For financial inclusion to be sustainable, especially for women, it must no longer be treated as a buzzword, charitable social activity or a checklist to be marked.
It must be rooted in economic and business activities that are well underlined by data considering that it is actually more profitable to serve women.
This was the thrust of an engaging plenary session, Leveraging Data to Accelerate Access to Finance for Woman Owned and Women-Led Enterprises in Nigeria which was moderated by the Deputy Governor, Operations, Central Bank of Nigeria Ms. Emem Usoro, at the second edition of the International Financial Inclusion Conference 2024 organized by the Central Bank of Nigeria and other critical stakeholders with the theme “Inclusive Growth: Harnessing Financial Inclusion for Economic Development.
The conference brought together a rich line-up of global thought leaders, industry practitioners, and key stakeholders to discuss pressing issues around how to accelerate financial inclusion in Nigeria and showcase Nigeria’s progress on gender inclusive financing, spotlight innovative solutions for inclusion, and how to deepen financing and capacity building of Micro, Small and Medium Enterprises (MSMEs) as catalysts of economic growth.

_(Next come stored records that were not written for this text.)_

PR #49, opened 2022-12-21
Implement `MKDIR`

### LINKED ISSUE #26: Implement `MKDIR` handler
This will allow SFTP clients to create folders in their permanent archives.

slifty:
This PR adds support for folder creation by implementing the `MKDIR` sftp command handlers.

Resolves #26

### DIFF
--- a/src/classes/PermanentFileSystem.ts
+++ b/src/classes/PermanentFileSystem.ts
@@ -1,6 +1,7 @@
 import path from 'path';
 import fs from 'fs';
 import {
+  createFolder,
   getArchives,
   getArchiveFolders,
   getFolder,
@@ -140,6 +141,29 @@ export class PermanentFileSystem {
       return this.loadFolderFileEntries(requestedPath);
     }
     return [];
+  }
+
+  public async makeDirectory(requestedPath: string): Promise<Folder> {
+    if (isRootPath(requestedPath)) {
+      throw new Error('You cannot create new root level folders via SFTP.');
+    }
+    if (isArchiveCataloguePath(requestedPath)) {
+      throw new Error('You cannot create new archives via SFTP.');
+    }
+    if (isArchivePath(requestedPath)) {
+      throw new Error('You cannot create new folders at the root level of an archive via SFTP.');
+    }
+    const parentPath = path.dirname(requestedPath);
+    const childName = path.basename(requestedPath);
+    const parentFolder = await this.loadFolder(parentPath);
+    this.folderCache.delete(parentPath);
+    return createFolder(
+      this.getClientConfiguration(),
+      {
+        name: childName,
+      },
+      parentFolder,
+    );
   }
 
   public async loadFile(requestedPath: string): Promise<File> {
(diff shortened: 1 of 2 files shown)


src/classes/SftpSessionHandler.ts
```diff
@@ -380,4 +382,35 @@ export class SftpSessionHandler {
...
+            attrs,
+          );
+        })
+        .catch(() => {
+          this.sftpConnection.status(reqId, SFTP_STATUS_CODE.NO_SUCH_FILE);
+        });
+    } else {
+      this.permanentFileSystem.loadDirectory(handle.toString())
+        .then(() => {
+          const attrs = generateDefaultAttributes(fileType);
```
slifty, line 404: It would be great to DRY this section somehow.

src/classes/SftpSessionHandler.ts
```diff
@@ -380,4 +382,35 @@ export class SftpSessionHandler {
   public symLinkHandler = (): void => {
     logger.verbose('SFTP create symlink request (SSH_FXP_SYMLINK)');
   };
+
+  private readonly genericStatHandler = (reqId: number, handle: Buffer): void => {
+    const fileType = getFileType(handle.toString());
+    if (fileType === fs.constants.S_IFREG) {
+      this.permanentFileSystem.loadFile(handle.toString())
```
slifty, line 389: This actually should be `loadRecord` rather than `loadFile`

src/classes/SftpSessionHandler.ts
```diff
@@ -380,4 +382,35 @@ export class SftpSessionHandler {
...
+        .then(() => {
+          const attrs = generateDefaultAttributes(fileType);
```
slifty, line 391: We should populate the attributes correctly.

src/classes/PermanentFileSystem.ts
```diff
@@ -142,6 +143,29 @@ export class PermanentFileSystem {
...
+    if (isArchiveCataloguePath(requestedPath)) {
+      throw new Error('You cannot create new archives via SFTP.');
+    }
+    if (isArchivePath(requestedPath)) {
+      throw new Error('You cannot create new folders at the root level of an archive via SFTP.');
+    }
+    const parentPath = path.dirname(requestedPath);
+    const childName = path.basename(requestedPath);
+    const parentFolder = await this.loadFolder(parentPath);
+    this.folderCache.delete(parentPath);
```
Fenn-CS, line 159: I guess the reason for this, is to only cache paths that the user has explicitly loaded not, just ones that were loaded due to their own creation?

slifty: The cache needs to be dirtied because it is no longer accurate -- the cached version of the folder doesn't know about the newly created folder.

I am going to make an issue about this but I fear that the way rclone parallelizes it will result in multiple connections (and therefore multiple caches).

slifty: Issue created: https://github.com/PermanentOrg/sftp-service/issues/76

Fenn-CS: +1

PR #53, opened 2023-01-26
Update instructions for using rclone w/ Permanent

kfogel:


README.md
```diff
@@ -37,43 +37,82 @@ npm run dev
...
+Run **`rclone config`** and answer the questions it asks:
 
-At the end of the configuration you should have something like this:
+- Select option **`n`** (for "new") and make a remote name (e.g., "permanent").
+
+- At the **`Storage>`** prompt, set the storage protocol to SFTP, either by typing "sftp" at the prompt or by selecting the corresponding number from the displayed menu (the numbered entry may say "SSH/SFTP").
+
+- At the **`host>`** prompt, set the host to **`sftp.permanent.org`**.
+
+  If you want to run rclone against the dev or staging environment, then use `sftp.dev.permanent.org` or `sftp.staging.permanent.org` instead.  (You can also say `sftp.prod.permanent.org`, but it means the same thing as just `sftp.permanent.org`.)
```
Fenn-CS, line 53: > (You can also say `sftp.prod.permanent.org`, but it means the same thing as just `sftp.permanent.org`.)

I wonder if this is true.

kfogel: Well, I'm merely repeating a claim that was in the original.

kfogel: > I wonder if this is true.

It is not true -- I misread some material about dev and staging in the original text, and mistakenly applied it to prod as well.  Thanks for catching this!  I've pushed the fix (commit e1e92104712) to this branch.

Fenn-CS (approved):
Thanks for the upgrade @kfogel

kfogel:
Merged!  Thanks, @Fenn-CS.

PR #58, opened 2023-02-01
Refactor folder opening

### LINKED ISSUE #57: If a folder has a flawed file the whole folder fails to load
When opening a folder the SFTP service process all the immediate children responses (in order to generate file stats to return) before continuing.

If any of those children are flawed (for instance, if they don't have an original file), then the OPEN will fail.

In an ideal world the folder would simply skip flawed files as if they didn't exist, rather than having the whole command fail.

slifty:
This PR improves folder opening logic to skip any records that don't have original files (rather than simply erroring out).

Resolves #57

### DIFF
--- a/src/utils/getOriginalFileForRecord.ts
+++ b/src/utils/getOriginalFileForRecord.ts
@@ -1,0 +1,15 @@
+import { DerivativeType } from '@permanentorg/sdk';
+import type {
+  File,
+  Record,
+} from '@permanentorg/sdk';
+
+export const getOriginalFileForRecord = (record: Record): File => {
+  const originalFile = record.files.find(
+    (file) => file.derivativeType === DerivativeType.Original,
+  );
+  if (!originalFile) {
+    throw Error(`Permanent does not have an original file for record ${record.id}`);
+  }
+  return originalFile;
+};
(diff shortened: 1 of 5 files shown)


src/utils/getOriginalFileForRecord.ts
```diff
@@ -0,0 +1,15 @@
+import { DerivativeType } from '@permanentorg/sdk';
+import type {
+  File,
+  Record,
```
Fenn-CS, line 4: Unrelated reminder : We should update the `permanent-sdk` being used. This is now `ArchiveRecord`.

slifty: Yes indeed! -- that won't happen before the demo, but it will happen (along with a lot of other related changes) as part of the next PR (there's a working branch with those changes already)

Fenn-CS (approved):
+ 1 on moving `generateFileEntries` for `records` and `folders` to their own files.
+ 1 on adapting the initial file entry map, with a reduce and a try that would ultimately remove file without the original files as expected.

src/utils/getOriginalFileForRecord.ts
Fenn-CS: Okay!

PR #59, opened 2023-02-01
In usage instructions, clarify SSH's role earlier

kfogel:
The `rclone config` prompts mention "SSH" in a possibly-confusing way when asking for username.  Therefore, I've moved the part of our instructions that clarifies why rclone is mentioning "SSH" at all to a bit earlier, to line up with that mention.  (It could also go where the "host>" is prompted, right before the username prompt, but I think confusion is most likely to happen with username because people have a pre-existing idea of what their SSH username is.)

This will help users who have experience with SSH better understand what's going on.

### DIFF
--- a/README.md
+++ b/README.md
@@ -54,11 +54,11 @@ Run **`rclone config`** and answer the questions it asks:
 
 - At the **`user>`** prompt, enter your Permanent username, which is the email address associated with your account.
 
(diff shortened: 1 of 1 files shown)


Fenn-CS (approved):
Thanks Karl!

PR #62, opened 2023-02-01
Use fileSystemCompatibleName for items

### LINKED ISSUE #60: Use fileSystemCompatibleName for folders
Right now we use the folder display name (since that is the only thing exposed by v0.3.0 of the SDK).  This means folders with the same display name result in duplicate folder entries.

0.4.0 of the SDK exposes the deduplicated version of each folder name, and so it's time to update!

slifty:
This PR updates the SFTP service to use the latest Permanent SDK, and in particular stops using the Folder "name" property (which does not guarantee filesystem safety), instead using `fileSystemCompatibleName`.

It also updates `fileName` on Records to the new attribute name.

Resolves #60

### DIFF
--- a/package-lock.json
+++ b/package-lock.json
@@ -10,7 +10,7 @@
       "license": "AGPL-3.0",
       "dependencies": {
         "@fusionauth/typescript-client": "^1.38.0",
-        "@permanentorg/sdk": "^0.3.0",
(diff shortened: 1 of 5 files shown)


Fenn-CS (approved):
Thanks @slifty, LGTM.

PR #66, opened 2023-02-02
Fix record lookup

### LINKED ISSUE #65: Files are no longer being returned
Oh dear -- this was just a flat out bug (and is why we need integration tests) introduced by #58.

Folders returned by the permanent SDK return shallow Records -- in particular, the records don't have any populated files (in fact, our types should almost certainly signal this, somehow, by indicating that `FileVOs` can be null OR we should make sure they're populated, or something other than what's happening.  That's another issue though).

The point is: we can't simply iterate through the Records in a folder -- we need to actually / explicitly load the files via the permanent file system before generating the file metadata.

slifty:
This PR adds steps to populate the files of `Record` objects before generating file entries when opening a folder. This in turn means that files will be reported when listing directory contents over SFTP.

Resolves #65

### DIFF
--- a/src/classes/PermanentFileSystem.ts
+++ b/src/classes/PermanentFileSystem.ts
@@ -147,6 +147,40 @@ export class PermanentFileSystem {
     return populatedRecord;
   }
 
+  private async loadRecords(requestedPaths: string[]): Promise<Record[]> {
+    // See https://github.com/PermanentOrg/permanent-sdk/issues/73
+    // This implementation is intentionally sequential even though using
+    // requestedPaths.map would allow us to run all of the lookups in parallel.
+    // This decision is because I'm worried about crushing the Permanent server
+    // if a given folder had a huge number of records.
+    return requestedPaths.reduce<Promise<Record[]>>(
+      async (
+        recordsPromise,
+        requestedPath,
+      ) => {
+        const records = await recordsPromise;
+        return [
+          ...records,
+          await this.loadRecord(requestedPath),
+        ];
+      },
+      Promise.resolve([]),
+    );
+  }
+
+  private async loadDeepRecords(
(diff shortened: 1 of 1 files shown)


src/classes/PermanentFileSystem.ts
```diff
@@ -147,6 +147,40 @@ export class PermanentFileSystem {
     return populatedRecord;
   }
 
+  private async loadRecords(requestedPaths: string[]): Promise<Record[]> {
+    // See https://github.com/PermanentOrg/permanent-sdk/issues/73
+    // This implementation is intentionally sequential even though using
+    // requestePaths.map would allow us to run all of the lookups in parallel.
```
cecilia-donnelly, line 153: (Tiny nitpick, not a blocker) Typo, should be `requestedPaths`

cecilia-donnelly (approved):
This is sort of a fake approval. This all makes sense to me but (1) I haven't really been following the progress of this codebase so I don't know if it's ignoring some major other piece and (2) I don't have a local copy of this built so I haven't tested.

I am approving in the interest of getting something deployed so we can see what happens!

src/classes/PermanentFileSystem.ts
kfogel: Dang -- good eye, @cecilia-donnelly.

kfogel (commented):
Obviously I'm not expert enough in this code to do a proper review.  But the change had the shape I was expecting -- load shallow records, then map over them to en-deepen them -- and nothing jumps out as obviously wrong.

I wouldn't feel right saying "approve", given my limitations as a reviewer, but LGTMFWIW.

slifty:
OK thanks all!  We can always patch later if needed of course.

PR #67, opened 2023-02-02
Generate correct file attributes

### LINKED ISSUE #64: Implement stats properly
fstat / lstat etc right now return responses that don't include the proper file sizes (which may actually be part of the issue with #45).

This results in sftp client reporting issues, since rclone doesn't know how big the file transfer is going to be.

This is already implemented in a branch as part of another feature (folder creation) but it should be its own effort, as it effects other aspects of SFTP.

slifty:
This PR updates the various FSTAT handlers to actually leverage Permanent data when generating a response.

Note that this branch is based off of code included in #66, and so this PR shouldn't be reviewed until after that PR is merged and this gets rebased again.

Resolves #64

### DIFF
--- a/src/classes/PermanentFileSystem.ts
+++ b/src/classes/PermanentFileSystem.ts
@@ -7,6 +7,8 @@ import {
   getRecord,
 } from '@permanentorg/sdk';
 import {
+  generateAttributesForFile,
+  generateAttributesForFolder,
   generateDefaultAttributes,
   generateFileEntry,
   generateFileEntriesForRecords,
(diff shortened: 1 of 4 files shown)


cecilia-donnelly (commented):
I'm even more in the woods on this one than #66 so I'll leave it at that, but I have read it and get the gist if you need/want me to press :+1: tomorrow morning, @slifty !

kfogel (commented):
I also looked, but like Cecilia am even more out of my depth here than I was in #66 (which I see this PR subsumes).  Uh... <weak grin>... looks good?  At least doesn't look bad?  Looks like code?  Has a convincing monospace font?

slifty:
Makes sense -- I am sorry it isn't in two commits (one to DRY the original / bad implementation, the other to improve that bad implementation).  Were it not for the time pressure I would have done that :(

I've rebased at least.

@cecilia-donnelly This should be merged in before you deploy tomorrow; depending on what time that is if I'm around I'd be glad to do a quick pair to walk you through it (unless of course @Fenn-CS has a chance to review before either of us get to it!)

At any rate: whoever approves please feel free to merge it instead of waiting for me to push that button!

Fenn-CS (approved):
Looks great, thanks!

PR #68, opened 2023-02-02
Ensure unique file entries

### LINKED ISSUE #56: Filter duplicate results from the server
Right now there is a known issue where the back end will sometimes return duplicate results.

Ideally we would be able to trust back end results -- e.g. this is a bug with the back end -- but for the short term we can defensively de-duplicate the responses from the permanent SDK.

slifty:
This PR de-duplicates file entries generated from the Permanent API response when loading a folder.

Resolves #56

### DIFF
--- a/src/classes/PermanentFileSystem.ts
+++ b/src/classes/PermanentFileSystem.ts
@@ -7,6 +7,7 @@ import {
   getRecord,
 } from '@permanentorg/sdk';
 import {
+  deduplicateFileEntries,
   generateAttributesForFile,
   generateAttributesForFolder,
   generateDefaultAttributes,
@@ -293,9 +294,9 @@ export class PermanentFileSystem {
         requestedPath,
       ),
     );
-    return [
+    return deduplicateFileEntries([
       ...folderFileEntities,
       ...recordFileEntities,
-    ];
+    ]);
   }
 }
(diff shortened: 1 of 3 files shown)


src/classes/PermanentFileSystem.ts
```diff
@@ -54,6 +54,20 @@ const isItemPath = (requestedPath: string): boolean => (
   && requestedPath.split('/').length > 3
 );
 
+// TODO: this exists defensively, and maybe should continue to exist defensively,
+// but in theory the backend will stop returning duplicates at some point.
+// See https://github.com/PermanentOrg/back-end/issues/396
+const deduplicateFileEntries = (fileEntries: FileEntry[]): FileEntry[] => (
+  fileEntries.filter(
+    (filterFileEntry, index, self) => {
```
slifty, line 62: This function is more complex than I would want it to be.

Given more time I would prefer it:

1. Be in a utility file so it could be unit tested (eventually)
2. Have these sub-functions as non-exported named helper functions (e.g. `fileNameFilter` and `getFirstIndexByFilename`) to break up the nested-and-kinda-complicated array operations.

Maybe I'll do that despite the time ;)

Fenn-CS: Since you are here already....

`duplicateFileEntries` seem to suggest that the opposite of what that function is doing. Something like `removeDuplicateCopyFileEntries` or similar?

Fenn-CS: It's `deduplicate`, all good on that, sorry for the dust!

Fenn-CS (approved):
Thanks for the hedge.

PR #219, opened 2024-02-14
feat: BTree example

AlpinYukseloglu:
Adds an example for running insertions on a standard BTree.


examples/btree/Cargo.lock
gakonst, line 1: Cargo lock I think shouldn't be needed here.

puma314:
Closing this for now, I think someone else is making a Merkle Tree example!

PR #252, opened 2024-02-15
fix: sha compress

hidenori-shinohara:
https://github.com/succinctlabs/sp1/pull/216 introduces a range check for `Add5Operation`.

Sha compress doesn't call `eval` though it calls `populate`. This causes an interaction bug. 

It is a TODO item that we need to call `eval`, and we're trying to get it to asap. this is a temporary fix.

### DIFF
--- a/core/src/syscall/precompiles/sha256/compress/trace.rs
+++ b/core/src/syscall/precompiles/sha256/compress/trace.rs
@@ -139,6 +139,13 @@ impl<F: PrimeField> MachineAir<F> for ShaCompressChip {
                 // index, which is definitely feasible but we haven't gotten to yet. If we call
                 // Add5Operation::populate, it creates interactions, and without the matching eval
                 // call, it will cause a panic. We plan to fix this really soon.
+                //
+                // This is how we should call populate here.
+                //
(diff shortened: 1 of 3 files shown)


core/src/syscall/precompiles/sha256/compress/trace.rs
```diff
@@ -134,9 +134,17 @@ impl<F: PrimeField> MachineAir<F> for ShaCompressChip {
                 let e_not_and_g = cols.e_not_and_g.populate(output, e_not, g);
                 let ch = cols.ch.populate(output, e_and_f, e_not_and_g);
 
-                let temp1 = cols
-                    .temp1
-                    .populate(output, h, s1, ch, event.w[j], SHA_COMPRESS_K[j]);
+                // TODO: This is a hack to avoid calling Add5Operation::populate. We currently don't
```
puma314, line 137: nit can you leave the old "correct" code in the comment so people who what it should be fixed to?

hidenori-shinohara: good point! added.

puma314 (approved):

PR #253, opened 2024-02-16
feat: automatic ordering of execution

tamirhemo:


core/src/stark/air.rs
```diff
@@ -0,0 +1,423 @@
...
+    /// An table for `less than` operation on field elements.
+    FieldLTU(FieldLTUChip),
+    /// A table for initializing the memory state.
+    MemoryInit(MemoryGlobalChip),
+    /// A table for finalizing the memory state.
+    MemoryFinal(MemoryGlobalChip),
+    /// A table for initializing the program memory.
+    ProgramMemory(MemoryGlobalChip),
+
+    ShaExtend(ShaExtendChip),
```
jtguibas, line 74: nit: the spacing here is a bit weird, can we just have a comment per element in the enum?

PR #261, opened 2024-02-16
feat: Add program build script

preston-evans98:
This draft adds a build script which automatically compiles the program binary and enforces that the "native" rust compiler toolchain and the succinct toolchain have the same version. This check currently fails, since the repo-wide native version is set to `1.77` and `succinct` toolchain is `1.69` or `1.75` depending on the platform.


ctian1:
hey @preston-evans98, thanks for the PR! Working off of it now in #296.

PR #262, opened 2024-02-17
feat: field extension air support

kevjue:


jtguibas:
I moved a lot of this stuff into my latest PR

PR #270, opened 2024-02-19
fix(cli): get-target

0xYYY:
## Issue

To build from source on platforms without pre-built toolchain (e.g. x86_64 macOS), the [Book](https://succinctlabs.github.io/sp1/getting-started/install.html#option-2-building-from-source) instruct to run the `cargo prove build-toolchain` command.

In the `build_toolchain` command, the function `get_target()` will be called.
https://github.com/succinctlabs/sp1/blob/8ac9e54ceb049d79030f2f8831e039af0ca61b30/cli/src/commands/build_toolchain.rs#L121

But it only returns the target triplet for the platforms with pre-built binaries and panic otherwise.
https://github.com/succinctlabs/sp1/blob/8ac9e54ceb049d79030f2f8831e039af0ca61b30/cli/src/lib.rs#L65-L77

Meaning that building from source on other platforms will encounter the following error.
```
Build completed successfully in 0:07:59
info: no toolchain installed for 'succinct'
Succesfully removed existing toolchain.
Found built toolchain directory at ./rust/build/x86_64-apple-darwin/stage2.
Succesfully linked the toolchain to rustup.
thread 'main' panicked at cli/src/lib.rs:74:5:
Unsupported architecture. Please build the toolchain from source.
note: run with `RUST_BACKTRACE=1` environment variable to display a backtrace
```

## Solution
This PR uses the [target_lexicon](https://docs.rs/target-lexicon/latest/target_lexicon/index.html) crate to get the target triplet of the host machine.


tamirhemo:
Seems like we may want different functions: one to notify users that the platform is not supported, and one for getting the target when building from source. Any thoughts @ctian1 , @jtguibas ?

0xYYY:
> one to notify users that the platform is not supported

https://github.com/succinctlabs/sp1/blob/8ac9e54ceb049d79030f2f8831e039af0ca61b30/cli/src/lib.rs#L79-L91

Can this function fit the need?

For example, in the `install_toolchain` command, both `get_target()` and `get_toolchain_download_url()` are called. `get_target()` determine the host machine's architecture, while `get_toolchain_download_url()` determine whether the host machine's architecture is supported.
https://github.com/succinctlabs/sp1/blob/81f01f96fd95e262c3ca79a37f8ebe0cc9c6121c/cli/src/commands/install_toolchain.rs#L57-L61

ctian1 (approved):
Thanks for the fix! LGTM

PR #271, opened 2024-02-19
fix: inputs for RSA example 

brozorec:
The RSA example's keys and signature are hardcoded in the program: https://github.com/succinctlabs/sp1/blob/8ac9e54ceb049d79030f2f8831e039af0ca61b30/examples/rsa/program/src/main.rs#L18-L27
That makes this example program look "rigid" by generating an elf file for a specific key and message. 

It seems more natural to have those elements in the script as inputs. That allows us to generalize the program and reuse the generated elf file for the verification of any key-message pair.


examples/rsa/program/src/main.rs
```diff
@@ -3,47 +3,40 @@ sp1_zkvm::entrypoint!(main);
...
-const RSA_2048_PUB_DER: &[u8] = include_bytes!("rsa2048-pub.der");
 
 pub fn main() {
-    let private_key = RsaPrivateKey::from_pkcs8_der(RSA_2048_PRIV_DER).unwrap();
-    let public_key = RsaPublicKey::from_public_key_der(RSA_2048_PUB_DER).unwrap();
-    println!("{:?}{:?}", private_key, public_key);
+    // Read an input to the program.
+    //
+    // Behind the scenes, this compiles down to a custom system call which handles reading inputs
+    let pk_der = sp1_zkvm::io::read::<Vec<u8>>();
```
puma314, line 14: Does this program actually work? I don't think this should work because the io reader doesn't know how many bytes to actually read, if I'm not mistaken. You can either use `read_slice` and pass in a mutable slice with a particular length or you can just read a `RsaPublicKey` if that implements `Serde, Deserde`

brozorec: Well, it does when running in dev mode with `SP1Prover::execute(REGEX_IO_ELF, stdin)` but when trying with `SP1Prover::prove(REGEX_IO_ELF, stdin)` it prints the message from the program and gets killed:
image

I thought it was something related to my machine (Ubuntu 22) because it gets killed too when running the initial RSA example.

> because the io reader doesn't know how many bytes to actually read

This was my understanding as well but then it works when `String` is passed along and `String` boils down to `Vec<u8>` :thinking:

PR #278, opened 2024-02-21
feat: derive `MachineAir`, chip and machine cleanup

tamirhemo:


core/src/stark/air.rs
```diff
@@ -0,0 +1,198 @@
...
+    Secp256k1Add(WeierstrassAddAssignChip<SWCurve<Secp256k1Parameters>>),
+    /// A precompile for doubling a point on the Elliptic curve secp256k1.
+    Secp256k1Double(WeierstrassDoubleAssignChip<SWCurve<Secp256k1Parameters>>),
+    /// A precompile for the Keccak permutation.
+    KeccakP(KeccakPermuteChip),
+    /// A precompile for the Blake3 compression function.
+    Blake3Compress(Blake3CompressInnerChip),
+}
+
+impl<F: PrimeField32> RiscvAir<F> {
```
kevjue, line 96: I feel like if you are going to go the `derive` route, then `included` should also be derived?

core/src/stark/machine.rs
```diff
@@ -56,223 +41,46 @@ pub struct VerifyingKey<SC: StarkGenericConfig> {
...
-        }
-
-        if !shard.last_memory_record.is_empty() {
-            chips.push(self.memory_finalize.as_ref());
-        }
-
-        if !shard.program_memory_record.is_empty() {
-            chips.push(self.program_memory_init.as_ref());
-        }
+    pub fn dyn_chips(&self) -> Vec<ChipRef<SC>> {
```
kevjue, line 69: I feel like there def. should be a comment that this is used for non critical functions (e.g. debug_interactions).

Or maybe just do away with it?  Like go all in with derive?

kevjue (approved):
LGTM

PR #294, opened 2024-02-22
feat: prover memory optimizations

jtguibas:
Significantly decreases prover memory usage, among other performance improvements such as optimized trace generation.


core/src/stark/types.rs
```diff
@@ -87,6 +87,26 @@ pub enum ShardMainDataWrapper<SC: StarkGenericConfig> {
 }
 
 impl<SC: StarkGenericConfig> ShardMainDataWrapper<SC> {
+    pub fn materialize_inplace(&mut self) -> Result<&ShardMainData<SC>, Error>
```
tamirhemo, line 90: nit: maybe `materialize_in_place`

Also it's a bit of a strange name

tamirhemo (approved):

PR #310, opened 2024-02-26
refactor: introduce a union type for `opcode_specific_columns`

dlubarov:
This may be a bit questionable since union access is unsafe, leading to additional unsafe code. I would argue that that the usual safety concern with union simply doesn't apply here, since all interpretations of the underlying data are simultaneously valid. Still, any use of `unsafe` is not ideal.

The use of unions also requires `T: Copy`, but I think that should be fine.

On the plus side, `size_of_opcode_specific_columns()` can now be replaced with a simple `size_of()` call, and code that interacts with opcode-specific columns becomes a bit cleaner.

Given the pros and cons, this is a tentative suggestion; if you prefer the old style I think that's perfectly reasonable also.


jtguibas:
Thanks for the PR @dlubarov! Taking a look now, sorry we missed this.

jtguibas (approved):

PR #410, opened 2024-03-20
chore:  Merge sub chip into add chip

kevjue:


tamirhemo (approved):
LGTM!

I am wondering if there is a way to avoid the extra interaction but it seems not possible without adding more word columns which would make it not worth it.

kevjue:
> LGTM!
> 
> I am wondering if there is a way to avoid the extra interaction but it seems not possible without adding more word columns which would make it not worth it.

Ya, I was trying to figure out a way too.  As you said, it would require additional words b/c of the degree requirement for interactions.

PR #422, opened 2024-03-21
feat: dsl derive macro + fri pow witness verify

jtguibas:


recursion/derive/src/lib.rs
```diff
@@ -0,0 +1,144 @@
+extern crate proc_macro;
+
+use proc_macro::TokenStream;
+use quote::quote;
+use syn::{parse_macro_input, Data, DeriveInput, Fields};
+
+#[proc_macro_derive(DslVariable)]
+pub fn derive_variable(input: TokenStream) -> TokenStream {
+    let input = parse_macro_input!(input as DeriveInput);
+    let name = input.ident; // Struct name
```
tamirhemo, line 10: Seems like there no generics support so maybe we can panic if the list of generics in the type is not empty, and we can fix it later if needed.

tamirhemo (approved):

recursion/derive/src/lib.rs
jtguibas: Sounds good

PR #427, opened 2024-03-22
Add example attested-image, example on (de)serializing vector 

ultraspicy:
A simplified example on how to use sp1 for (de)serializing vector input.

Tosin Eniolorunda, chief executive officer and founder of Moniepoint Inc noted that financial service providers play a vital role in supporting gender-inclusive finance and that by collecting and analyzing data on gender trends in small business performance, they can craft better policies, targeted products, and support services that encourage more women entrepreneurs.
Drawing from data curated from the Moniepoint platform, he averred that “women-owned businesses are more likely to stay active and show higher engagement rates in financial transactions.” In cases where financial support has been extended—through investments, KYC compliance, or the provision of tools like point-of-sale devices—female-led businesses have a 7.2 percent higher activity rate than their male counterparts while looking at the gender relations with credit products, “women-owned businesses have an 87.5 percent lower loan non-performance rate (NPL) than male-owned enterprises.”
Eniolorunda also made a case for the economic potential of investing in women entrepreneurs, who have proven to be diligent and enhance profitability while calling stakeholders to pay attention to the need to drive financial inclusion in the Northern part of the country.
He continued, “Data is the new oil,” and its application in the financial sector could be transformative for women-led businesses.
Echoing similar sentiments, Chief Executive Officer, Credit Registry, Dr. Jameelah Sharrieff-Ayedun said that, ”90% of women’s income that they receive goes back to the communities and their families as such when women have access to credit, the community is enhanced, families are better off which is why it’s important that they can access this funding.”
Other panelists included Chief Executive Officer, Financial Alliance for Women, Inez Murray, and the Chief Operating Officer, Development Bank of Nigeria, Bonaventure Okhaimo who expressed belief that creating an enabling environment, with increased investor participation coupled with the willingness of other stakeholders to sit around the table and have frank conversations will move the needle on financial inclusion for women owned businesses.
In her summation, Deputy Governor, Operations, Central Bank of Nigeria Ms. Emem Usoro acknowledged some of the structural challenges that might require time and resources to be addressed including cultural practices and less systemic ones such as distance to financial services providers that stifle the participation of women owned businesses, while signposting the power of data to serve as a catalyst for inclusive growth and its viability for economic planning .
It will be recalled that the inaugural IFIC which was held in Abuja in November 2022, focused on Nigeria’s achievements since the launch of the National Financial Inclusion Strategy (NFIS) in 2012 even as it highlighted the scaling of innovative digital models in the rapidly evolving financial services landscape.